- Data -
------------------------------------
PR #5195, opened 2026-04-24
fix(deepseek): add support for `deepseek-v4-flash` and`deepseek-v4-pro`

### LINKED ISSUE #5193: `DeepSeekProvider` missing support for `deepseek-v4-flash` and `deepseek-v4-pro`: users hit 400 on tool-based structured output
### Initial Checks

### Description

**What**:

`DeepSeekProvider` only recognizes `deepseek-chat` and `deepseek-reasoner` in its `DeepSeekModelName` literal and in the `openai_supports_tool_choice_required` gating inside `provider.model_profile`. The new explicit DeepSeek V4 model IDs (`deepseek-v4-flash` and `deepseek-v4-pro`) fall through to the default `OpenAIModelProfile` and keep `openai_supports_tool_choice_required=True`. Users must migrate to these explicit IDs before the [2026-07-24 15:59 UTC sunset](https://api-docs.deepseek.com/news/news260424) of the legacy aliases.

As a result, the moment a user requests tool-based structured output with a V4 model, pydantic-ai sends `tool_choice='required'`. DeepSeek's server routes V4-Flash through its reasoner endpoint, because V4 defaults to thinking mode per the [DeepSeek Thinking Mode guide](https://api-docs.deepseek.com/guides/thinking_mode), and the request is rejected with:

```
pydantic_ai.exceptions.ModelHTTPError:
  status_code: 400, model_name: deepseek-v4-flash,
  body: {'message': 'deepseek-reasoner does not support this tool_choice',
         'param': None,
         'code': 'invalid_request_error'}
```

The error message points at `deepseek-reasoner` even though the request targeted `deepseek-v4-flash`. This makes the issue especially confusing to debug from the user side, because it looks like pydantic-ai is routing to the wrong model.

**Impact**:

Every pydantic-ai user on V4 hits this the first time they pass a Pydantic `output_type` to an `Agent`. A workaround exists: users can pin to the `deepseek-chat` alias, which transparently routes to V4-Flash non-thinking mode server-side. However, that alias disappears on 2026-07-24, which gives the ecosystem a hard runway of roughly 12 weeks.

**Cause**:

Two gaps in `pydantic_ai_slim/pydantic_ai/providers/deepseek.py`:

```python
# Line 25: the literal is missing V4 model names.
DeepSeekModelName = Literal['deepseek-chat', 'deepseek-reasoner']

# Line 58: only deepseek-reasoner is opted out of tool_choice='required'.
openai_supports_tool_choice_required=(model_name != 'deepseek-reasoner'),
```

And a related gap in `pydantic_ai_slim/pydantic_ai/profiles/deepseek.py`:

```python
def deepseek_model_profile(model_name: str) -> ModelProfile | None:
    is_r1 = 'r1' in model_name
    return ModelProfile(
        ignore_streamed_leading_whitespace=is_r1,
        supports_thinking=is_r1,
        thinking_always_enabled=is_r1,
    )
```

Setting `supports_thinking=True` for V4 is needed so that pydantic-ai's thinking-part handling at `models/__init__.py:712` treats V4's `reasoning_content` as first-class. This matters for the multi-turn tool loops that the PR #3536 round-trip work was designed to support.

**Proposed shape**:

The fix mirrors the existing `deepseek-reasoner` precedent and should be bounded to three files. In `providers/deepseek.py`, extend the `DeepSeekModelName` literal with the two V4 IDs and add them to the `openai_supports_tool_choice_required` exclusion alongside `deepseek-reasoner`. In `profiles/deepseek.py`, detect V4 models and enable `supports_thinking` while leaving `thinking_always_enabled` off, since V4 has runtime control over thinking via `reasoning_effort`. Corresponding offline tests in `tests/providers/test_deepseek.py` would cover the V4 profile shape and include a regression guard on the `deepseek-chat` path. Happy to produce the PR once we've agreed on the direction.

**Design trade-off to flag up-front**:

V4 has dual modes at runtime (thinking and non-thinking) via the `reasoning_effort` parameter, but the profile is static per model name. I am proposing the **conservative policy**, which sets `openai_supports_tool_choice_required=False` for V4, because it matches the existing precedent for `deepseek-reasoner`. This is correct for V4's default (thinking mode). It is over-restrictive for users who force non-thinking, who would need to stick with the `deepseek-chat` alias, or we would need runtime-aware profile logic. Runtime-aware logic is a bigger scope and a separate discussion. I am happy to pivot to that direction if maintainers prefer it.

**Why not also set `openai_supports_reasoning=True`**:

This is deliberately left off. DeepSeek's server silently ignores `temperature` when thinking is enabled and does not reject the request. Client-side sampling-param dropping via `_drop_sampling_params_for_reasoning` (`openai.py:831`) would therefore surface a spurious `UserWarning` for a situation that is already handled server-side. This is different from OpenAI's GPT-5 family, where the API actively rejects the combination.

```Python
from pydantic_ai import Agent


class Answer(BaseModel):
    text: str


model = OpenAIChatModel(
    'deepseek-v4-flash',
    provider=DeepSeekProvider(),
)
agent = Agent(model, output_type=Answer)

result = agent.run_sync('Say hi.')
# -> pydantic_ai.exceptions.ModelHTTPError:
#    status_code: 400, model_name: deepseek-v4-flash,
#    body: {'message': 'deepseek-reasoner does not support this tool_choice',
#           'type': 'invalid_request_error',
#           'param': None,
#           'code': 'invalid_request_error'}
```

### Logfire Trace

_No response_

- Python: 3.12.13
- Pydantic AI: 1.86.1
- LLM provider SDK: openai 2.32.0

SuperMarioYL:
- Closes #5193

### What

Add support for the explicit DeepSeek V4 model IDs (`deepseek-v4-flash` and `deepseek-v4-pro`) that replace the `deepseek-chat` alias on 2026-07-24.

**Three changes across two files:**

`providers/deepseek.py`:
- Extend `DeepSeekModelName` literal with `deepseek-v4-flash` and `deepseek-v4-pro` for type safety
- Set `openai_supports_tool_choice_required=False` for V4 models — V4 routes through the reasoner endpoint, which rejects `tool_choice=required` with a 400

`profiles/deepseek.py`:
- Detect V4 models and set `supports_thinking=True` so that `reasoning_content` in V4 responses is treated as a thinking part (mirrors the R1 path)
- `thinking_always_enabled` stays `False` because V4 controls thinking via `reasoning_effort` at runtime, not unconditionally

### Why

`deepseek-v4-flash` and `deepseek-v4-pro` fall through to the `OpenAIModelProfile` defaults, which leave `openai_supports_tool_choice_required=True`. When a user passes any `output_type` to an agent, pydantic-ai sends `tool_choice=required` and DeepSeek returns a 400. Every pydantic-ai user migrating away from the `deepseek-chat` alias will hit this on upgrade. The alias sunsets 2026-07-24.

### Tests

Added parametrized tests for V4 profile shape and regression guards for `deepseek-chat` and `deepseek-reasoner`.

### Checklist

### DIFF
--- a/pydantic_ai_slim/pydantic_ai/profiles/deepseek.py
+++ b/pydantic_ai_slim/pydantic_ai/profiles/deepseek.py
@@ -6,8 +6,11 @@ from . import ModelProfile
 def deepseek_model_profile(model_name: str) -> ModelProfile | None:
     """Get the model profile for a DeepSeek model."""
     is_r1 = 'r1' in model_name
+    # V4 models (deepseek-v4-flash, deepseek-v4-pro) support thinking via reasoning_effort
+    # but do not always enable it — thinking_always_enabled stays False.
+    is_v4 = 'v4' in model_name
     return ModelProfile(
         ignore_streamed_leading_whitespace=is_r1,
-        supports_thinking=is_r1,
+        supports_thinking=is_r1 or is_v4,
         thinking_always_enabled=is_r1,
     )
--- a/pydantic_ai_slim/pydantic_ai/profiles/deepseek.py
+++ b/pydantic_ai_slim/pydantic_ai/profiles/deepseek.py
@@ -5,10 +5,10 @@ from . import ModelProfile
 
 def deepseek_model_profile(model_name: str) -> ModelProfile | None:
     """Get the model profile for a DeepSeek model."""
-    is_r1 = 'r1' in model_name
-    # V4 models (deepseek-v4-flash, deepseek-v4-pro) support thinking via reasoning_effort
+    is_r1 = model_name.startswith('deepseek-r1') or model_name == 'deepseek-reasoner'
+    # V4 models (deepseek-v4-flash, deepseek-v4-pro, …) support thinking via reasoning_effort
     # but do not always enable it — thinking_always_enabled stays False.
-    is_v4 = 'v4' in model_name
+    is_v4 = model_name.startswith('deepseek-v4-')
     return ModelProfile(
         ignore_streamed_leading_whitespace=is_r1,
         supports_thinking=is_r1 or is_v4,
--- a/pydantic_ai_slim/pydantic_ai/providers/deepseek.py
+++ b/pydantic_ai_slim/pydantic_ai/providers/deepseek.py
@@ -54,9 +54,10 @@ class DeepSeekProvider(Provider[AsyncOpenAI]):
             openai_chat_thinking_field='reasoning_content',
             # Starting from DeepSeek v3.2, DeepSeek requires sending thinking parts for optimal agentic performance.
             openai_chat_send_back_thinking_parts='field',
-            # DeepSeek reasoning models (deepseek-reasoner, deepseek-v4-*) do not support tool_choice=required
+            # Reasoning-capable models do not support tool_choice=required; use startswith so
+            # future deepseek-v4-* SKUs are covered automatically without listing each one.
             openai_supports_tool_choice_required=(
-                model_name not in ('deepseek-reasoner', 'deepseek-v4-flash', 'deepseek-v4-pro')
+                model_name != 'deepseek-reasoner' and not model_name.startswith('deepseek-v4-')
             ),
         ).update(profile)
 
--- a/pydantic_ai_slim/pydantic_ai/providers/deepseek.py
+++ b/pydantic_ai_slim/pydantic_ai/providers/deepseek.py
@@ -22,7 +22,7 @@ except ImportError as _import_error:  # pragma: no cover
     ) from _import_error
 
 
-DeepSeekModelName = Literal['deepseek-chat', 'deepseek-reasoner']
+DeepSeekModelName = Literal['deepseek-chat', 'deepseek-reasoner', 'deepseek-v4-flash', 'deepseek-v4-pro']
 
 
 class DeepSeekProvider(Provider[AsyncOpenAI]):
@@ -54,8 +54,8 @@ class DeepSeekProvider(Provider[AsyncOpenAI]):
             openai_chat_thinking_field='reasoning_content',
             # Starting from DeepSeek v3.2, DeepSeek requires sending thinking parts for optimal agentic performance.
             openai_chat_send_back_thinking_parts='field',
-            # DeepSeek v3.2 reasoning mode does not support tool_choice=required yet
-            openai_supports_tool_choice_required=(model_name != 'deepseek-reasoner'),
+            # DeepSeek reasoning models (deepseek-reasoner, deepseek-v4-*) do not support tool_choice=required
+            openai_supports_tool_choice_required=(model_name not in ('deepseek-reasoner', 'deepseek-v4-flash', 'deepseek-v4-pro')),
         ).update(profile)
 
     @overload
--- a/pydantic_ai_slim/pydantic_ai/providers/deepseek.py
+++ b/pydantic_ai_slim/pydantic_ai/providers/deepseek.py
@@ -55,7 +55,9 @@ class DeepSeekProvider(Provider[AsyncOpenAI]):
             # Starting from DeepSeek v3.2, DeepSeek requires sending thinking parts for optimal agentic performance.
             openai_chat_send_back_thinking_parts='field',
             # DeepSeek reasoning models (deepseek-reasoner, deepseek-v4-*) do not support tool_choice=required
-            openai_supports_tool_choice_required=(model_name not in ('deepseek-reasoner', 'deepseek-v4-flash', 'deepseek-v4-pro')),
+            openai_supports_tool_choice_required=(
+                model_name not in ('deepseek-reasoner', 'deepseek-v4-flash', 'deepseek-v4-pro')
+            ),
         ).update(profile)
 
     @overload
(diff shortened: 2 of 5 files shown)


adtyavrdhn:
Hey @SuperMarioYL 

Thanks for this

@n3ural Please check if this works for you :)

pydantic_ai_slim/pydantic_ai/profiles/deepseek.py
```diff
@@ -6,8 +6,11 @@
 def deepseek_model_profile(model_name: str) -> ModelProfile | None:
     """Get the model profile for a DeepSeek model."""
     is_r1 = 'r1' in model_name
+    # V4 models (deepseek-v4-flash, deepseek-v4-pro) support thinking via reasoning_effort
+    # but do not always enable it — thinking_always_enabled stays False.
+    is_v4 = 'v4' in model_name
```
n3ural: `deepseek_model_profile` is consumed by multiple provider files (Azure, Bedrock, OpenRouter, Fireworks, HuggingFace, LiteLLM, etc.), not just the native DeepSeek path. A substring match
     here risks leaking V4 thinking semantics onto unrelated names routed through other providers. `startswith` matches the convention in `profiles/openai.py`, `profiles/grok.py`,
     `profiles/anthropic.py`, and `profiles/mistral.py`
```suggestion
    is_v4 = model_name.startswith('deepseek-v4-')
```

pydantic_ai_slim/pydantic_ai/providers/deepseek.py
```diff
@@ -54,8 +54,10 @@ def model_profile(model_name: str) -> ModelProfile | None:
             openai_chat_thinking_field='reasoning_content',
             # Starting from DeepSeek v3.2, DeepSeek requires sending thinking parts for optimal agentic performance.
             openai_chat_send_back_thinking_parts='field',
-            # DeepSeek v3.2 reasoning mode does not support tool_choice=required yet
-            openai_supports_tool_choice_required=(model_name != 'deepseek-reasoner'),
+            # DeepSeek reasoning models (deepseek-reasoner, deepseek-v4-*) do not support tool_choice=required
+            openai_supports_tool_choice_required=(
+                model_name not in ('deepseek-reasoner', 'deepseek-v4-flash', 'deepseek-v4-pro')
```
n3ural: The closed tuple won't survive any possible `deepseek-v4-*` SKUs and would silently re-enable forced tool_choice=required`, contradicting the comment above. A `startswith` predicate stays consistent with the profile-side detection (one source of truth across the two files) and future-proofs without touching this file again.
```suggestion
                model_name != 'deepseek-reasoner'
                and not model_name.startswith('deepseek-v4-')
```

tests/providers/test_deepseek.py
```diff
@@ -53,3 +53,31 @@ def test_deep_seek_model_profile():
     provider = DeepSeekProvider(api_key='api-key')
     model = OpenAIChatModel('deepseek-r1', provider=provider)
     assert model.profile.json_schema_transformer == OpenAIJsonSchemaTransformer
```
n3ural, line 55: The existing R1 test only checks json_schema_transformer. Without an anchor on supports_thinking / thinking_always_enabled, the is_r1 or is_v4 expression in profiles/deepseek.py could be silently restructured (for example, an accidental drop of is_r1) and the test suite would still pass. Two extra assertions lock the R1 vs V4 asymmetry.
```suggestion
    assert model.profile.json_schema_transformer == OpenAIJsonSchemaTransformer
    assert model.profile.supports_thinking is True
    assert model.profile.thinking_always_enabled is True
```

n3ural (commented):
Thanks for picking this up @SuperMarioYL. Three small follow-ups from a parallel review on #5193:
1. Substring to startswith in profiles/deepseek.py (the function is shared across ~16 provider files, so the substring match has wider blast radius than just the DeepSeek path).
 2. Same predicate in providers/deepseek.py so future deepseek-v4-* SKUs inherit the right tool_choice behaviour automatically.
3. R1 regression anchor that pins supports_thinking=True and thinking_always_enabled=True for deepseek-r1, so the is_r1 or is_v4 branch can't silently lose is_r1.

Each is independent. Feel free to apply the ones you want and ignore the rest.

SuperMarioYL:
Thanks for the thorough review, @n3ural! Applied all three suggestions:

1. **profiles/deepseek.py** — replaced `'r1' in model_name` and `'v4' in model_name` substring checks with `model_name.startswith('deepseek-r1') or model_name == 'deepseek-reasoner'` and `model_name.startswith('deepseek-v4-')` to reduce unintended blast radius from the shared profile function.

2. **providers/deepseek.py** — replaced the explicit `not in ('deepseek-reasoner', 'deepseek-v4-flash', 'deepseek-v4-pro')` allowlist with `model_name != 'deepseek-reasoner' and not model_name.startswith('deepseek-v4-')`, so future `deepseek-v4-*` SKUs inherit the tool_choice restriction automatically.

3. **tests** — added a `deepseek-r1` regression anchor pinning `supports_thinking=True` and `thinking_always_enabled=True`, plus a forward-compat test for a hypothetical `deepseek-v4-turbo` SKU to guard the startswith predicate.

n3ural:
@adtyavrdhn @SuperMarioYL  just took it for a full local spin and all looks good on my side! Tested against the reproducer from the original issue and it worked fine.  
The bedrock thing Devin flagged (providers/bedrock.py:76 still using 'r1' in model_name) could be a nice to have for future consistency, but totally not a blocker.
------------------------------------
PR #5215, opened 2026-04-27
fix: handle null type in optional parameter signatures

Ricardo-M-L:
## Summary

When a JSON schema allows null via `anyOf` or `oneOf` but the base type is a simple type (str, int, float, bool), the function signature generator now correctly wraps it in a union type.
------------------------------------
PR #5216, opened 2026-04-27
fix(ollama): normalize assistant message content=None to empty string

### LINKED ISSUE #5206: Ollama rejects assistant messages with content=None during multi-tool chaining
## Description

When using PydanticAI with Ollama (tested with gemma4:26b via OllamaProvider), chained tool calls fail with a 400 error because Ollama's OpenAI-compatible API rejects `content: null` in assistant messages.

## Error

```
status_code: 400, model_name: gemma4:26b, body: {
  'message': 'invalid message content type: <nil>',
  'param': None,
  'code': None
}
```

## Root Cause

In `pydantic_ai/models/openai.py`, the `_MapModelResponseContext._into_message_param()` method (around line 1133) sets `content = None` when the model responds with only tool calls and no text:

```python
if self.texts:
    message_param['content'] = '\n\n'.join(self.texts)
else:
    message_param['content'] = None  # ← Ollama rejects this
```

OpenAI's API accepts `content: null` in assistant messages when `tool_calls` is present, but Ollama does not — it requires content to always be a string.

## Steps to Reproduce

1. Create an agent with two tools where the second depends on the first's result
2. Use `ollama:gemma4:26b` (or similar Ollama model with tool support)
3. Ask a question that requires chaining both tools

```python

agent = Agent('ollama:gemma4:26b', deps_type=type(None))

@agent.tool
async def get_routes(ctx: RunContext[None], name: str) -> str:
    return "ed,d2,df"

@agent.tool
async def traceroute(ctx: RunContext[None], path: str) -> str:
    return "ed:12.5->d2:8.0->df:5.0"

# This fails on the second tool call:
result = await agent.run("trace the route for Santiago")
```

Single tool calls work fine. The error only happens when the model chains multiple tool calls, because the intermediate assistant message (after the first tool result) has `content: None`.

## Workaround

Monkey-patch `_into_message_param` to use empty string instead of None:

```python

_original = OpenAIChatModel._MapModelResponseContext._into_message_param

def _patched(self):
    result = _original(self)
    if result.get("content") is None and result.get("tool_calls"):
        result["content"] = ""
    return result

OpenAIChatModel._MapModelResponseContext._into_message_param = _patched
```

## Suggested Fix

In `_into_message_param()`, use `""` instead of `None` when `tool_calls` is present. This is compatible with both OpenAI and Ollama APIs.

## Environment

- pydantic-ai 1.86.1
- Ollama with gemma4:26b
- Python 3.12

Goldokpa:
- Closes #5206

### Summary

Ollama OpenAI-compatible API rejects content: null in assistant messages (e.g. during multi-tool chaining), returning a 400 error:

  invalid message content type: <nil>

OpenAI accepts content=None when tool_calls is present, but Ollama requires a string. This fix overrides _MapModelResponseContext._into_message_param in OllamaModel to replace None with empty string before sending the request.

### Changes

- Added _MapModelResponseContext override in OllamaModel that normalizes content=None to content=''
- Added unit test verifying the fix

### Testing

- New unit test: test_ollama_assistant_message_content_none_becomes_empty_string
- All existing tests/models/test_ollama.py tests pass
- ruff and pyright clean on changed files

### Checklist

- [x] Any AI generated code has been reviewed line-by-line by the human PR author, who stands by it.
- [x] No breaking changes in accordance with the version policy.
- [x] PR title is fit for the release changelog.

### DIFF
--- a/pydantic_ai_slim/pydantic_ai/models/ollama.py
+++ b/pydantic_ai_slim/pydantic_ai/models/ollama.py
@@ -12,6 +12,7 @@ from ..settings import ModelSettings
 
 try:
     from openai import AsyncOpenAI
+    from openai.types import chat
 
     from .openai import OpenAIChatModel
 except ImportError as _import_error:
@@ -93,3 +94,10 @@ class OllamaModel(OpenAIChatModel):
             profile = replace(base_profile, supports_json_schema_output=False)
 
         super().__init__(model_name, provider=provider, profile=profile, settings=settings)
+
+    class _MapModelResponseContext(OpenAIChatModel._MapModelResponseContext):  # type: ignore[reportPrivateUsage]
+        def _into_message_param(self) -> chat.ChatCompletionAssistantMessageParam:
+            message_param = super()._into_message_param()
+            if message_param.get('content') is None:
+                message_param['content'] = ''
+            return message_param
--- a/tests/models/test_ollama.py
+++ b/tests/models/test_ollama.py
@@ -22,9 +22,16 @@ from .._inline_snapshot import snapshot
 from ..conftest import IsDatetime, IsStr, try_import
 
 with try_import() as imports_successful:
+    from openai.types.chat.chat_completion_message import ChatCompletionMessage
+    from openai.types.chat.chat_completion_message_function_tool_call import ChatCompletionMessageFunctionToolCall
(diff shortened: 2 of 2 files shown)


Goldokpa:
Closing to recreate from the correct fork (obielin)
------------------------------------
- What to produce -
Among the records, find each line where the word "exceptions" occurs, and copy it.

- Result of the exercise -
pydantic_ai.exceptions.ModelHTTPError:
# -> pydantic_ai.exceptions.ModelHTTPError:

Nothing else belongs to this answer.